## WHAT IS REQUIRED
Copy out the records again. Change nothing.

## MATERIAL FOR THIS EXERCISE
· · · · ·

Issue #2813, opened 2018-10-25
Regex in "setPublicPath.js" cause async scripts not found


zh-rocco:
### Version
3.0.5

### Reproduction link
[https://github.com/zh-rocco/vue-cli-lib-error](https://github.com/zh-rocco/vue-cli-lib-error)

### Node and OS info
Node 10.11.0 / yarn 1.10.1 / macOS 10.14

### Steps to reproduce
1. Open [the error page](https://zh-rocco.github.io/vue-cli-lib-error/error.html)
2. Open Chrome Dev Tools
3. View NetWork panel, there are some files not found

**supplement**: [the correct page](https://zh-rocco.github.io/vue-cli-lib-error/correct.html)

### What is expected?
Load async scripts correctly.

### What is actually happening?
Load async scripts failed.

---
When loading a script build by "lib" mode, I encountered a 404 error that async scripts not found.

This error is caused by [the regex](https://github.com/vuejs/vue-cli/blob/dev/packages/%40vue/cli-service/lib/commands/build/setPublicPath.js#L5).

Regex `/(. \/)[^/] \.js$/` could not match url with query, for example `http:www.example.com/some-script.js?version=1.0.0`.

Change the regex to `/(. \/)[^/] \.js(\?.*)?$/`, bug is fixed.

PR #2830, opened 2018-10-29
fix(cli-service): fix path RegEx error

zh-rocco:
This fixes [issues 2813](https://github.com/vuejs/vue-cli/issues/2813)


zh-rocco:
I don't know why I have this problem.
image

sodatea:
This failure is due to the slow execution in CI environment and can be ignored.

Issue #2868, opened 2018-11-01
增强proxy: 对齐webpack devServer的proxy


zuoxue0119:
### Version
3.1.1

### Node and OS info
Node 10.13.0

### Steps to reproduce
```
proxy: [
      {
        context: '/ajax',
        target: 'https://localhost:3000',
      },
      {
        context: function (pathname, req) {
          const env = getPathnameEnv(pathname);
          return env === 'online';
        },
        target: 'https://localhost:8081',
        changeOrigin: true,
      },
]
```

### What is expected?
增强proxy, 对齐 [webpack devServer的proxy](https://webpack.docschina.org/configuration/dev-server/)
支持proxy数组与 [http-proxy-middleware](https://github.com/chimurai/http-proxy-middleware/)中所有格式的context， 例如
```
proxy: [
      {
        context: '/ajax',
        target: 'https://localhost:3000',
      },
      {
        context: function (pathname, req) {
          const env = getPathnameEnv(pathname);
          return env === 'online';
        },
        target: 'https://localhost:8081',
        changeOrigin: true,
      },
]
```

### What is actually happening?
目前不支持数组类型的proxy， 也不支持自定义函数的context

Issue #2320, opened 2018-08-22
Add regexp for proxy context


Deraw-:
### What problem does this feature solve?
In the docs for devServer.proxy, you link to this documentation : https://github.com/chimurai/http-proxy-middleware#context-matching, which contains multiple options for context maching, like exculsion, wich, I think, would be nice to have !

### What does the proposed API look like?
```
// vue.config.js
devServer: {
	index: '',
	proxy: {
		'!\/dist\/*': {
			target: 'http://127.0.0.1:8000'
		}
	}
}
```

Deraw-:
I've juste made a small plugin https://www.npmjs.com/package/@cnamts/vue-cli-plugin-proxy to fix my issue, but it would still be nice to have this by default !

aldencolerain:
I had a really hard time with the proxy settings, there are a number of bugs.  Its also a bit confusing that the docs link to http-proxy-middleware but vue clie re-writes your options and they are subtly different. Why not just bass the proxy settings as is to the webpack dev server?

jpicton:
Couldn't agree with @aldencolerain more. After reading https://cli.vuejs.org/config/#devserver-proxy I fully expected the devServer/proxy property to be compatible with all the http-proxy-middleware options. 

Even when I realised that wasn't the case and the devServer/proxy property format was too restrictive for what I wanted to achieve, I couldn't even eschew it entirely and configure devserver via the chainWebpack property instead because it looks like anything devserver related you configure via the webpack properties is overwritten by vue-cli. Really shouldn't be this hard.

Deraw-:
Hey @aldencolerain and @jpicton! I've published `v2` of the [vue-cli-plugin-proxy](https://www.npmjs.com/package/@cnamts/vue-cli-plugin-proxy), which introduce pluginOptions, that means that you can pass any context and any options, in a simply and elegant way, try it out!

woodcoder:
I've just migrated from a previous vue cli template setup where I was using the `proxyTable` with the `filter` option to do this sort of url matching (see [old docs](https://vuejs-templates.github.io/webpack/proxy.html#url-matching)).

[...]

PR #2869, opened 2018-11-01
 增强proxy: 对齐webpack devServer的proxy

zuoxue0119:
#2868 

增强proxy, 对齐 [webpack devServer的proxy](https://webpack.docschina.org/configuration/dev-server/)
支持proxy数组与 [http-proxy-middleware](https://github.com/chimurai/http-proxy-middleware/)中所有格式的context， 例如
```
proxy: [
      {
        context: '/ajax',
        target: 'https://localhost:3000',
      },
      {
        context: function (pathname, req) {
          const env = getPathnameEnv(pathname);
          return env === 'online';
        },
        target: 'https://localhost:8081',
        changeOrigin: true,
      },
]
```

### DIFF
--- a/packages/@vue/cli-service/lib/util/prepareProxy.js
+++ b/packages/@vue/cli-service/lib/util/prepareProxy.js
@@ -11,6 +11,7 @@ const url = require('url')
 const path = require('path')
 const chalk = require('chalk')
 const address = require('address')
+const contextMatcher = require('http-proxy-middleware/lib/context-matcher')
 
 const defaultConfig = {
   logLevel: 'silent',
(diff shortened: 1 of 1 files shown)


LukeTully:
Was about to make the exact same change. For further explanation, this uses http-proxy-middleware's matching method instead of the standard regex match because http-proxy-middleware accounts for slightly differing syntax when matching contexts. Wildcards such as /**/api.js don't currently work in vue-cli's abstraction of devServer's proxy because of this, and do work with this change applied.

dousybox:
I am very sorry, I only discovered that I was mentioned here.

I closed #2947 just because I was think I found the most most relative PR for my issue at that time.

But seems I was wrong, this PR is a little off track of the [Commit Message Convention](https://github.com/vuejs/vue-cli/blob/dev/.github/COMMIT_CONVENTION.md).

So I tried to deepin with this problem and I find #2320.

When I debugged the srouce code of `http-proxy-middleware` and `vue-cli`, I came to a conclusion here: https://github.com/vuejs/vue-cli/issues/2320#issuecomment-451188475.

But I still have no idea why `vue-cli` need to forced handle the context match, so I still waitting for  someone to resolve this issue.

kayoch1n:
2022年了，这个特性还有可能加入么？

· · · · ·

## COMPLETED TASK
Issue #2813, opened 2018-10-25
Regex in "setPublicPath.js" cause async scripts not found


zh-rocco:
### Version
3.0.5

### Reproduction link
[https://github.com/zh-rocco/vue-cli-lib-error](https://github.com/zh-rocco/vue-cli-lib-error)

### Node and OS info
Node 10.11.0 / yarn 1.10.1 / macOS 10.14

### Steps to reproduce
1. Open [the error page](https://zh-rocco.github.io/vue-cli-lib-error/error.html)
2. Open Chrome Dev Tools
3. View NetWork panel, there are some files not found

**supplement**: [the correct page](https://zh-rocco.github.io/vue-cli-lib-error/correct.html)

### What is expected?
Load async scripts correctly.

### What is actually happening?
Load async scripts failed.

---
When loading a script build by "lib" mode, I encountered a 404 error that async scripts not found.

This error is caused by [the regex](https://github.com/vuejs/vue-cli/blob/dev/packages/%40vue/cli-service/lib/commands/build/setPublicPath.js#L5).

Regex `/(. \/)[^/] \.js$/` could not match url with query, for example `http:www.example.com/some-script.js?version=1.0.0`.

Change the regex to `/(. \/)[^/] \.js(\?.*)?$/`, bug is fixed.

PR #2830, opened 2018-10-29
fix(cli-service): fix path RegEx error

zh-rocco:
This fixes [issues 2813](https://github.com/vuejs/vue-cli/issues/2813)


zh-rocco:
I don't know why I have this problem.
image

sodatea:
This failure is due to the slow execution in CI environment and can be ignored.

Issue #2868, opened 2018-11-01
增强proxy: 对齐webpack devServer的proxy


zuoxue0119:
### Version
3.1.1

### Node and OS info
Node 10.13.0

### Steps to reproduce
```
proxy: [
      {
        context: '/ajax',
        target: 'https://localhost:3000',
      },
      {
        context: function (pathname, req) {
          const env = getPathnameEnv(pathname);
          return env === 'online';
        },
        target: 'https://localhost:8081',
        changeOrigin: true,
      },
]
```

### What is expected?
增强proxy, 对齐 [webpack devServer的proxy](https://webpack.docschina.org/configuration/dev-server/)
支持proxy数组与 [http-proxy-middleware](https://github.com/chimurai/http-proxy-middleware/)中所有格式的context， 例如
```
proxy: [
      {
        context: '/ajax',
        target: 'https://localhost:3000',
      },
      {
        context: function (pathname, req) {
          const env = getPathnameEnv(pathname);
          return env === 'online';
        },
        target: 'https://localhost:8081',
        changeOrigin: true,
      },
]
```

### What is actually happening?
目前不支持数组类型的proxy， 也不支持自定义函数的context

Issue #2320, opened 2018-08-22
Add regexp for proxy context


Deraw-:
### What problem does this feature solve?
In the docs for devServer.proxy, you link to this documentation : https://github.com/chimurai/http-proxy-middleware#context-matching, which contains multiple options for context maching, like exculsion, wich, I think, would be nice to have !

### What does the proposed API look like?
```
// vue.config.js
devServer: {
	index: '',
	proxy: {
		'!\/dist\/*': {
			target: 'http://127.0.0.1:8000'
		}
	}
}
```

Deraw-:
I've juste made a small plugin https://www.npmjs.com/package/@cnamts/vue-cli-plugin-proxy to fix my issue, but it would still be nice to have this by default !

aldencolerain:
I had a really hard time with the proxy settings, there are a number of bugs.  Its also a bit confusing that the docs link to http-proxy-middleware but vue clie re-writes your options and they are subtly different. Why not just bass the proxy settings as is to the webpack dev server?

jpicton:
Couldn't agree with @aldencolerain more. After reading https://cli.vuejs.org/config/#devserver-proxy I fully expected the devServer/proxy property to be compatible with all the http-proxy-middleware options. 

Even when I realised that wasn't the case and the devServer/proxy property format was too restrictive for what I wanted to achieve, I couldn't even eschew it entirely and configure devserver via the chainWebpack property instead because it looks like anything devserver related you configure via the webpack properties is overwritten by vue-cli. Really shouldn't be this hard.

Deraw-:
Hey @aldencolerain and @jpicton! I've published `v2` of the [vue-cli-plugin-proxy](https://www.npmjs.com/package/@cnamts/vue-cli-plugin-proxy), which introduce pluginOptions, that means that you can pass any context and any options, in a simply and elegant way, try it out!

woodcoder:
I've just migrated from a previous vue cli template setup where I was using the `proxyTable` with the `filter` option to do this sort of url matching (see [old docs](https://vuejs-templates.github.io/webpack/proxy.html#url-matching)).

[...]

PR #2869, opened 2018-11-01
 增强proxy: 对齐webpack devServer的proxy

zuoxue0119:
#2868 

增强proxy, 对齐 [webpack devServer的proxy](https://webpack.docschina.org/configuration/dev-server/)
支持proxy数组与 [http-proxy-middleware](https://github.com/chimurai/http-proxy-middleware/)中所有格式的context， 例如
```
proxy: [
      {
        context: '/ajax',
        target: 'https://localhost:3000',
      },
      {
        context: function (pathname, req) {
          const env = getPathnameEnv(pathname);
          return env === 'online';
        },
        target: 'https://localhost:8081',
        changeOrigin: true,
      },
]
```

### DIFF
--- a/packages/@vue/cli-service/lib/util/prepareProxy.js
+++ b/packages/@vue/cli-service/lib/util/prepareProxy.js
@@ -11,6 +11,7 @@ const url = require('url')
 const path = require('path')
 const chalk = require('chalk')
 const address = require('address')
+const contextMatcher = require('http-proxy-middleware/lib/context-matcher')
 
 const defaultConfig = {
   logLevel: 'silent',
(diff shortened: 1 of 1 files shown)


LukeTully:
Was about to make the exact same change. For further explanation, this uses http-proxy-middleware's matching method instead of the standard regex match because http-proxy-middleware accounts for slightly differing syntax when matching contexts. Wildcards such as /**/api.js don't currently work in vue-cli's abstraction of devServer's proxy because of this, and do work with this change applied.

dousybox:
I am very sorry, I only discovered that I was mentioned here.

I closed #2947 just because I was think I found the most most relative PR for my issue at that time.

But seems I was wrong, this PR is a little off track of the [Commit Message Convention](https://github.com/vuejs/vue-cli/blob/dev/.github/COMMIT_CONVENTION.md).

So I tried to deepin with this problem and I find #2320.

When I debugged the srouce code of `http-proxy-middleware` and `vue-cli`, I came to a conclusion here: https://github.com/vuejs/vue-cli/issues/2320#issuecomment-451188475.

But I still have no idea why `vue-cli` need to forced handle the context match, so I still waitting for  someone to resolve this issue.

kayoch1n:
2022年了，这个特性还有可能加入么？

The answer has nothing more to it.